Merz Erin L, Roesch Scott C
SDSU/UCSD Joint Doctoral Program in Clinical Psychology, 6363 Alvarado Court, Suite 103, San Diego, CA 92120-4913.
J Res Pers. 2011 Feb 1;45(1):2-9. doi: 10.1016/j.jrp.2010.11.003.
This study used daily diary data to model trait and state Positive Affect (PA) and Negative Affect (NA) using the Positive and Negative Affect Schedule (PANAS; Watson, Clark, & Tellegen, 1988). Data were collected from 364 college students over five days. Intraclass correlation coefficients suggested approximately equal amounts of variability at the trait and state levels. Multilevel factor analysis revealed that the model specifying two correlated factors (PA, NA) and correlated uniqueness terms among redundant items provided the best fit. Trait and state PA and NA were generally associated with stress, anxiety, depression, and three types of self-esteem (performance, academic, social). The coefficients describing these relationships differed somewhat, suggesting that trait and state measurement may have different predictive utility.

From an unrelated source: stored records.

PR #21457, opened 2026-05-02
[analytics-backend-datafusion] Implement partial/final aggregation mode for distributed execution

sandeshkr419:
Introduces end-to-end distributed aggregate execution for the analytics plugin. Shards compute partial state, the coordinator merges to final results, and the whole path works across a multi-node multi-shard cluster. 39 of 43 ClickBench PPL queries now pass in that topology.

   ### Architecture

   The control split is layered to avoid per-function branches. Java owns the logical plan; Rust compiles each half (PARTIAL or FINAL) of whatever substrait it receives:

   1. **HEP marking**: `OpenSearchAggregateRule`, `OpenSearchProjectRule` (with baseline scalar-op carve-out), and `OpenSearchAggregateReduceRule` (reduces AVG → SUM+COUNT+Project in a dedicated phase, before the Volcano split, using Calcite's testedmachinery).
   2. **Volcano CBO split**: `OpenSearchAggregateSplitRule` turns SINGLE → FINAL(Exchange(PARTIAL(…))) structurally — no per-function logic.
   3. **Decomposition resolver** (`AggregateDecompositionResolver`): single pass handling the three single-field shapes — pass-through (SUM/MIN/MAX), function-swap (COUNT → SUM at FINAL), engine-native merge (APPROX_COUNT_DISTINCT sketch). Rebuilds the exchange column row type with `ArrowCalciteTypes` (single-type bidirectional) and rewires parent projections.
   4. **DAG cut** (`DAGBuilder`): structural only — cuts at `OpenSearchExchangeReducer`.
   5. **Backend conversion** (`DataFusionFragmentConvertor`): mechanical Calcite → Substrait emission; APPROX_COUNT_DISTINCT routes to DataFusion's native HLL via the extension YAML + a subclassed `AggregateFunctionConverter`.
   6. **Instruction assembly** (`FragmentConversionDriver`).
   7. **Execution handlers** (`PartialAggregateInstructionHandler`, `FinalAggregateInstructionHandler`) → named FFI (`preparePartialPlan`, `prepareFinalPlan`, `executeLocalPreparedPlan`). No aggregate-mode enum on the wire.
   8. **Streaming** (`LocalStageScheduler`): one-line `arrowSchemaFromRowType(child.getFragment().getRowType())`.
   9. **Physical** (Rust `agg_mode.rs`): internal `Mode {Default, Partial, Final}`; `force_aggregate_mode` strips one half; `CombinePartialFinalAggregate` disabled on every SessionContext so `Final(Partial(…))` survives to the strip pass.

   ### Single source of truth for per-function decomposition

   `AggregateFunction` enum (SPI) carries `intermediateFields` — the only authority for what the PARTIAL emits and how the FINAL reduces it. `fromSqlAggFunction` / `toSqlAggFunction` bridge between Calcite operators and enum constants. `COUNT` and	`APPROX_COUNT_DISTINCT` declare their shapes there; SUM/MIN/MAX/AVG use null intermediates (pass-through post-reduction).

   ### Multi-shard unblocks

   - **Empty-batch schema preservation**: shards that match zero rows still emit one zero-row VSR carrying the declared schema, so the FINAL plan's first data frame carries types downstream even when WHERE filters out everything.
   - **Arrow IPC wire codec** replaces row-oriented `Object[]` in `FragmentExecutionResponse`. Arrow's own serializer/deserializer round-trips every type natively (temporal, view, dictionary) without hand-rolled per-type dispatch. Removes the `writeGenericValue(LocalDateTime)` crash class that blocked all TIMESTAMP queries.
   - **Java↔Rust type-coercion bridge** at `DatafusionReduceSink.feedToSender` reconciles DataFusion's physical emit types (e.g. `Utf8View` for string group keys) with Calcite's declared exchange schema (`Utf8`) before pushing into the FINAL plan's StreamingTable partition.

   ### TODOs to revisit (tracked independently)

The goal is to unblock distributed query execution framework and avoid spilling more changes in this already huge PR.

   1. **Type coercion at the right layer**: the `Utf8View → Utf8` shim in `coerceToDeclaredSchema` is a runtime bridge; the principled fix is a Rust `force_output_schema` cast at the PARTIAL root, a Substrait view-type extension, or verified Arrow Java ↔Rust FFI symmetry for view types.
   2. **Aggregate decomposition catalog → per-backend SPI**: `AggregateFunction.intermediateFields` hard-codes DataFusion's state shapes into the shared enum; the catalog should move to `BackendCapabilityProvider.aggregateDecompositions()` (engine keeps the structural resolver, backends declare their own metadata).
   3. **MultisearchCommandIT.testMultisearchCountEvalConditionalCount and AppendPipeCommandIT.testMultisearchCountEvalConditionalCount** - commented out for now - need to fix and revert this test back.
   
   
### Check List


sandbox/plugins/analytics-backend-datafusion/rust/src/local_executor.rs
```diff
@@ -162,6 +172,143 @@ impl LocalSession {
...
+impl PhysicalOptimizerRule for StripFinalAggregateRule {
+    fn optimize(
+        &self,
+        plan: Arc<dyn datafusion::physical_plan::ExecutionPlan>,
+        _config: &datafusion_common::config::ConfigOptions,
+    ) -> datafusion_common::Result<Arc<dyn datafusion::physical_plan::ExecutionPlan>> {
+        use datafusion::physical_plan::aggregates::{AggregateExec, AggregateMode};
+
+        if let Some(final_agg) = plan.as_any().downcast_ref::<AggregateExec>() {
+            if matches!(final_agg.mode(), AggregateMode::Final | AggregateMode::FinalPartitioned)
```
expani: I think we can explore iterating over the plan deterministically via an API from a DataNodeLocalPlanner using FragmentConversionAPI.

This way the backend can deterministically know whether the Substrait it's receiving is for partial or final

This is a good opportunity to introduce it.

sandbox/plugins/analytics-backend-datafusion/src/main/java/org/opensearch/be/datafusion/AvgDecomposition.java
```diff
@@ -0,0 +1,60 @@
...
+ *
+ * <p>PARTIAL phase emits two columns: {@code [SUM(x): DOUBLE, COUNT(x): BIGINT]}.
+ * FINAL phase computes {@code SUM_ref / COUNT_ref} as a scalar expression.
+ */
+public class AvgDecomposition implements AggregateDecomposition {
+
+    public static final AvgDecomposition INSTANCE = new AvgDecomposition();
+
+    @Override
+    public List<AggregateCall> partialCalls(AggregateCall originalCall, org.apache.calcite.rel.RelNode input) {
```
expani: Decomposition is meant to represent the AggregateFunction of a backend that has a custom partial state that is not centralized.

AvgDecomposition should not exist unless a backend is doing something special for average aggregates.

sandbox/plugins/analytics-engine/src/main/java/org/opensearch/analytics/exec/stage/ArrowSchemaFromCalcite.java
```diff
@@ -40,12 +40,16 @@ private ArrowSchemaFromCalcite() {}
     public static Schema arrowSchemaFromRowType(RelDataType rowType) {
         List<Field> fields = new ArrayList<>();
         for (RelDataTypeField f : rowType.getFieldList()) {
-            ArrowType arrowType = toArrowType(f.getType().getSqlTypeName());
-            fields.add(new Field(f.getName(), new FieldType(true, arrowType, null), null));
+            fields.add(fieldFromCalcite(f));
```
expani: I think this entire class should be tied down to `FieldType` enum. 

It's a change outside the scope of this PR so maybe we can start with TODO

sandbox/plugins/analytics-engine/src/main/java/org/opensearch/analytics/exec/stage/LocalStageScheduler.java
```diff
@@ -73,6 +77,50 @@ private static Schema deriveInputSchema(Stage stage) {
             + stage.getStageId()
             + " expected exactly one child stage, got "
             + children.size();
-        return ArrowSchemaFromCalcite.arrowSchemaFromRowType(children.getFirst().getFragment().getRowType());
+        Stage child = children.getFirst();
+        RelNode childFragment = child.getPlanAlternatives().isEmpty()
+            ? child.getFragment()
+            : child.getPlanAlternatives().getFirst().resolvedFragment();
+
+        // Find the aggregate in the child fragment to check for functions with
```
expani: This should be happening in the Planner as a Marking ( Validation via Capability API )

`AggregateFunction` is a part of the Capability that Datafusion publishes.

sandbox/plugins/analytics-engine/src/main/java/org/opensearch/analytics/planner/rel/OpenSearchAggregate.java
```diff
@@ -179,25 +182,31 @@ public RelNode copyResolved(String backend, List<RelNode> children, List<Operato
 
     @Override
     public RelNode stripAnnotations(List<RelNode> strippedChildren) {
+        RelNode strippedInput = strippedChildren.getFirst();
+        // Build a temporary no-op aggregate (empty aggCalls) just to serve as the
```
expani: This should be a part of `BackendPlanAdapter` 

Removing/Stripping annotation should only be about passing the cleanest possible RelNode to backends during FragmentConversion.

sandbox/plugins/analytics-engine/src/main/java/org/opensearch/analytics/planner/rules/OpenSearchAggregateRule.java
```diff
@@ -76,11 +77,21 @@ public void onMatch(RelOptRuleCall call) {
         // Annotate each AggregateCall with per-call viable backends
         List<AggregateCall> annotatedCalls = new ArrayList<>();
         for (AggregateCall aggCall : aggregate.getAggCallList()) {
-            List<String> callViable = resolveViableBackendsForCall(aggCall, childFieldStorage);
+            // Rewrite COUNT(DISTINCT x) → APPROX_COUNT_DISTINCT(x) for distributed execution.
```
expani: This can also be a part of `BackendPlanAdapter`

expani (commented):
Thanks for getting this going. @sandeshkr419 

Dropping some early comments on the approach.

sandbox/plugins/analytics-engine/src/main/java/org/opensearch/analytics/exec/stage/ArrowSchemaFromCalcite.java
sandeshkr419: Added a todo.

sandeshkr419:
[outdated]

@expani Thanks for the detailed review. Here's what I changed structurally based on your feedback:

- `AVG` no longer has a custom decomposition. It's handled by Calcite's `AggregateReduceFunctionsRule` in the pre-marking phase so backends only ever see `SUM` and `COUNT`. Similarly, `HLL` no longer has a decomposition either; the intermediate Arrow type (Binary) is now declared directly on AggregateCapability.intermediateArrowType, which LocalStageScheduler reads, no more ad-hoc `isApproximate() `check in the scheduler.

- The `COUNT(DISTINCT) → APPROX_COUNT_DISTINCT` rewrite moved from OpenSearchAggregateRule into `BackendPlanAdapter` via a new aggregateCallAdapters() hook on BackendCapabilityProvider, keeping backend-specific logic out of the generic planner rule. `stripAnnotations` was also simplified to only strip annotation wrappers.

- On the Rust side, the `StripFinalAggregateRule` and `StripPartialAggregateRule` physical optimizer rules are replaced by FragmentConvertor-driven mode forcing. `DataFusionFragmentConvertor` now prepends a 1-byte mode prefix to plan bytes (attachPartialAggOnTop →  partial, convertFinalAggFragment → final), and the Rust side calls force_aggregate_mode() directly after create_physical_plan, no plan inspection. **The FragmentConvertor API is the authoritative signal for execution mode.**

- **One open item:** DataFusion's Substrait consumer ignores `aggregation_phase`, which is why `force_aggregate_mode` exists. This could be a potential upstream contribution, if DataFusion adds `aggregation_phase support`, `force_aggregate_mode` can be removed entirely.

sandbox/plugins/analytics-backend-datafusion/src/main/java/org/opensearch/be/datafusion/DataFusionFragmentConvertor.java
```diff
@@ -89,31 +93,66 @@ public byte[] convertShardScanFragment(String tableName, RelNode fragment) {
         return convertToSubstrait(fragment);
     }
 
+    /** Mode byte prepended to plan bytes so the Rust side knows the aggregation phase. */
+    private static final byte AGG_MODE_PARTIAL = 0x01;
```
mch2: can we use AggregationPhase in substrait and read that rust side?

sandbox/plugins/analytics-engine/src/main/java/org/opensearch/analytics/planner/PlannerImpl.java
```diff
@@ -82,7 +86,11 @@ static RelNode markAndOptimize(RelNode rawRelNode, PlannerContext context) {
         hepBuilder.addRuleCollection(
             List.of(
                 new ReduceExpressionsRule.FilterReduceExpressionsRule(Filter.class, RelBuilder.proto(Contexts.empty())),
-                new ReduceExpressionsRule.ProjectReduceExpressionsRule(Project.class, RelBuilder.proto(Contexts.empty()))
+                new ReduceExpressionsRule.ProjectReduceExpressionsRule(Project.class, RelBuilder.proto(Contexts.empty())),
+                // Rewrite AVG → SUM/COUNT + Project before marking so backends receive
+                // only primitive aggregates (SUM, COUNT) that they natively support.
+                new AggregateReduceFunctionsRule(Aggregate.class,
```
mch2: I am still on the fence about this decomposition.  This means we aren't using df's built in accumulators for these functions.  Are we going to have precision loss? correctness issues with other functions?

An alternative I have tried (and seems to work - cleaning up a diff to show) at the expense of calcite/planner level visibility is - we set data node to partial state,  then the issue becomes at coordinator registering the schema with the correct input types per stream. During table registration (streamingTableExec) we probe the partial state of the agg - during planning we can determine if the table should be registered with partial agg state or not.    We shouldn't have to manipulate the substrait plan.

sandbox/plugins/analytics-backend-datafusion/src/main/java/org/opensearch/be/datafusion/DataFusionFragmentConvertor.java
sandeshkr419: I tried this early on. DataFusion's Substrait consumer `aggregate_rel.rs` completely ignores `aggregation_phase`, it always creates a full `LogicalPlan::Aggregate` regardless of the phase. See last point on https://github.com/opensearch-project/OpenSearch/pull/21457#issuecomment-4365229520

sandbox/plugins/analytics-engine/src/main/java/org/opensearch/analytics/planner/PlannerImpl.java
sandeshkr419: Yours alternative would keep Substrait clean but should requires the Rust side to probe physical plan state at table registration time. The current would keep Rust side thin by having the Java `FragmentConvertor` API signal the mode explicitly. 

Happy to switch if your approach is cleaner overall. I think I was trying something similar in early iterations but the rust side was getting messier.

sandbox/plugins/analytics-backend-datafusion/src/main/java/org/opensearch/be/datafusion/DataFusionFragmentConvertor.java
mch2: right, we'd have to manually set partial

sandbox/plugins/analytics-backend-datafusion/src/main/java/org/opensearch/be/datafusion/DataFusionFragmentConvertor.java
```diff
@@ -89,31 +93,66 @@ public byte[] convertShardScanFragment(String tableName, RelNode fragment) {
...
+    private static final byte AGG_MODE_FINAL   = 0x02;
+
+    /**
+     * Substrait function name → DataFusion function name remappings.
+     * Isthmus uses Substrait spec names; DataFusion may use different names.
+     */
+    private static final Map<String, String> FUNCTION_RENAMES = Map.of(
```
expani: Can this rename happen via RelNode adapter ? 

Does Isthumus respect the name when it appears in AggregateCall of LogicalAggregate ?

sandbox/plugins/analytics-backend-datafusion/rust/src/local_executor.rs
```diff
@@ -152,6 +157,38 @@ impl LocalSession {
...
+        bytes: &[u8],
+        mode: AggregateMode,
+    ) -> Result<SendableRecordBatchStream, DataFusionError> {
+        let plan = Plan::decode(bytes).map_err(|e| {
+            DataFusionError::Execution(format!("Failed to decode Substrait plan: {}", e))
+        })?;
+        let logical_plan = from_substrait_plan(&self.ctx.state(), &plan).await?;
+        let df = self.ctx.execute_logical_plan(logical_plan).await?;
+        let physical_plan = df.create_physical_plan().await?;
+        let physical_plan = force_aggregate_mode(physical_plan, mode)?;
```
expani: Can we think around returning the physical plan from here and keeping execution APIs unaware of the relational operators ( like Aggregate ) as much as possible ? 

Going forward, we might need manipulation for other relational operators as well

sandbox/plugins/analytics-engine/src/main/java/org/opensearch/analytics/planner/rules/OpenSearchAggregateSplitRule.java
```diff
@@ -66,36 +75,92 @@ public boolean matches(RelOptRuleCall call) {
     public void onMatch(RelOptRuleCall call) {
         OpenSearchAggregate aggregate = call.rel(0);
         RelNode child = call.rel(1);
+        RexBuilder rexBuilder = aggregate.getCluster().getRexBuilder();
+
+        // All viable backends for a resolved plan alternative share the same decompositions
```
expani: Unless there is an aggregate delegation in the scenario like Painless.

sandbox/plugins/analytics-backend-datafusion/rust/src/api.rs
```diff
@@ -563,7 +563,13 @@ pub async unsafe fn execute_local_plan(
     // `context_id` of 0 disables tracking (pool is not consulted).
     let query_context = QueryTrackingContext::new(context_id, session.memory_pool());
 
-    let df_stream = session.execute_substrait(substrait_bytes).await?;
+    let (mode_byte, plan_bytes) = crate::local_executor::strip_mode_prefix(substrait_bytes);
+
+    let df_stream = match mode_byte {
```
expani: Can't the mode be determined by the Fragment Conversion API instead ?

sandbox/plugins/analytics-engine/src/main/java/org/opensearch/analytics/exec/stage/LocalStageScheduler.java
```diff
@@ -67,12 +83,63 @@ private static byte[] chosenBytes(Stage stage) {
      * fragment rowtype. Multi-child support (joins, set ops with heterogeneous
      * inputs) is deferred.
      */
-    private static Schema deriveInputSchema(Stage stage) {
+    private static Schema deriveInputSchema(Stage stage, CapabilityRegistry capabilityRegistry) {
```
expani: Can we add a TODO to move this upfront ? 

Unrelated to this PR, but scheduling shouldn't become another planner. This has carried forward due to the lack of proper Physical Execution Operators.

sandbox/plugins/analytics-backend-datafusion/src/main/java/org/opensearch/be/datafusion/DataFusionFragmentConvertor.java
sandeshkr419: The rename can't happen via RelNode adapter because isthmus looks up the function binding by name from its extension collection, which only has `approx_count_distinct`. Mapping to `approx_distinct` in the adapter would break the binding lookup. The proto-level rename after serialization is the only option until DataFusion aligns its function name with the Substrait spec.

sandbox/plugins/analytics-backend-datafusion/rust/src/local_executor.rs
sandeshkr419: Agreed that `force_aggregate_mode` shouldn't be in the execution path long-term. We can refactor this once DataFusion supports `aggregation_phase` in its Substrait consumer, at that point `force_aggregate_mode` goes away entirely.

Maybe a good time to contribute to upstream - https://github.com/opensearch-project/OpenSearch/pull/21457#issuecomment-4365229520 (last point)

sandbox/plugins/analytics-engine/src/main/java/org/opensearch/analytics/planner/rules/OpenSearchAggregateSplitRule.java
sandeshkr419: Will clarify this in comment.

sandbox/plugins/analytics-backend-datafusion/rust/src/api.rs
sandeshkr419: Refactoring the code now to keep planning and execution separate and orchestrate this from java entirely.

sandbox/plugins/analytics-backend-datafusion/src/main/java/org/opensearch/be/datafusion/PartialAggregateInstructionHandler.java
```diff
@@ -0,0 +1,32 @@
...
+class PartialAggregateInstructionHandler implements FragmentInstructionHandler<PartialAggregateInstructionNode> {
+
+    @Override
+    public BackendExecutionContext apply(
+        PartialAggregateInstructionNode node,
+        CommonExecutionContext commonContext,
+        BackendExecutionContext backendContext
+    ) {
+        DataFusionSessionState prev = (DataFusionSessionState) backendContext;
+        return new DataFusionSessionState(prev.sessionContextHandle(), AggregateExecutionMode.PARTIAL);
```
expani: The idea is that this goes into the Rust side and manipulates the physical plan. This becomes the caller for rust code essentially

sandeshkr419: That's exactly what it does. The handler sets `AggregateExecutionMode.PARTIAL` on the session state → DatafusionSearcher reads it → dispatches to `NativeBridge.executeWithContextAsync(..., PARTIAL, ...)` → calls `df_execute_with_context_partial` in Rust → which calls `force_aggregate_mode(plan, 1)` → manipulates the physical plan to emit partial state.

The handler IS the caller for the Rust code, it's just indirect (through the session state → searcher → NativeBridge → FFM → Rust).

expani: Then DatafusionSearcher is becoming a monolith handler.

For instance, the ShardScanInstructionHandler actually calls the FFM API and creates the SessionContext. It doesn't handoff to Searcher for that

sandbox/plugins/analytics-backend-datafusion/src/main/java/org/opensearch/be/datafusion/DataFusionAnalyticsBackendPlugin.java
```diff
@@ -139,7 +147,43 @@ public Set<AggregateCapability> aggregateCapabilities() {
                 Set<AggregateCapability> caps = new HashSet<>();
                 for (AggregateFunction func : AGG_FUNCTIONS) {
                     for (FieldType type : SUPPORTED_FIELD_TYPES) {
-                        caps.add(AggregateCapability.simple(func, Set.of(type), formats));
+                        if (func == AggregateFunction.APPROX_COUNT_DISTINCT) {
+                            caps.add(AggregateCapability.approximate(func, Set.of(type), formats, ArrowType.Binary.INSTANCE));
+                        } else if (func == AggregateFunction.AVG) {
+                            caps.add(
```
mch2: i think its time we pull some things out of DataFusionAnalyticsBackendPlugin - starting here.  

I like this better than the rule based decomp

sandbox/plugins/analytics-backend-datafusion/src/main/java/org/opensearch/be/datafusion/PartialAggregateInstructionHandler.java
sandeshkr419: Got it, found the issue. Let me revisit this.

mch2 (approved):

sandbox/plugins/analytics-backend-datafusion/src/main/java/org/opensearch/be/datafusion/DataFusionFragmentConvertor.java
```diff
@@ -365,6 +424,65 @@ private static byte[] serializePlan(Plan plan) {
...
+     * emission so the isthmus {@link AggregateFunctionConverter} resolves it through
+     * {@link #ADDITIONAL_AGGREGATE_SIGS} → {@code approx_distinct} (declared in
+     * {@code opensearch_aggregate_functions.yaml}) instead of Substrait's default
+     * {@code approx_count_distinct} under the standard URN.
+     *
+     * <p>A plain-swap preserves the call's return type (already {@code BIGINT NOT NULL}
+     * from stock inference); our custom operator uses the same {@code ReturnTypes.BIGINT}
+     * strategy so {@code Aggregate.typeMatchesInferred} continues to pass.
+     */
+    private static RelNode rewriteApproxCountDistinct(RelNode node) {
```
expani: We can write a BackendPlanAdapter for this. Also, import statemetns

expani (approved):

sandbox/plugins/analytics-engine/src/main/java/org/opensearch/analytics/planner/dag/AggregateDecompositionResolver.java
```diff
@@ -0,0 +1,362 @@
...
+/**
+ * Rewrites PARTIAL/FINAL aggregate pairs so the exchange row type precisely
+ * describes what the engine emits. Uses {@link AggregateFunction#intermediateFields()}
+ * as the single source of truth — no downstream type overrides needed.
+ *
+ * <p>Runs after {@link BackendPlanAdapter} and before {@link FragmentConversionDriver}.
+ *
+ * @opensearch.internal
+ */
+public final class AggregateDecompositionResolver {
```
expani, line 44: This class is doing a lot of re-traversing the entire DAG for handling let's add a TODO to revisit later

mch2:
related - https://github.com/opensearch-project/OpenSearch/pull/21584

mch2 (approved):

sandbox/plugins/analytics-backend-datafusion/src/main/java/org/opensearch/be/datafusion/DataFusionFragmentConvertor.java
sandeshkr419: Sorry, this crept in later - I have removed it entirely.
We control this via additional signature strategy where I register the custom operator via yaml.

本研究使用每日日记数据,采用积极和消极情绪量表(PANAS;Watson、Clark和Tellegen,1988)对特质性和状态性积极情绪(PA)及消极情绪(NA)进行建模。数据是在五天时间里从364名大学生中收集的。组内相关系数表明,特质水平和状态水平的变异性大致相等。多水平因素分析显示,指定两个相关因素(PA、NA)以及冗余项目间相关独特项的模型拟合度最佳。特质性和状态性PA及NA通常与压力、焦虑、抑郁以及三种自尊类型(表现、学业、社交)相关。描述这些关系的系数略有不同,这表明特质测量和状态测量可能具有不同的预测效用。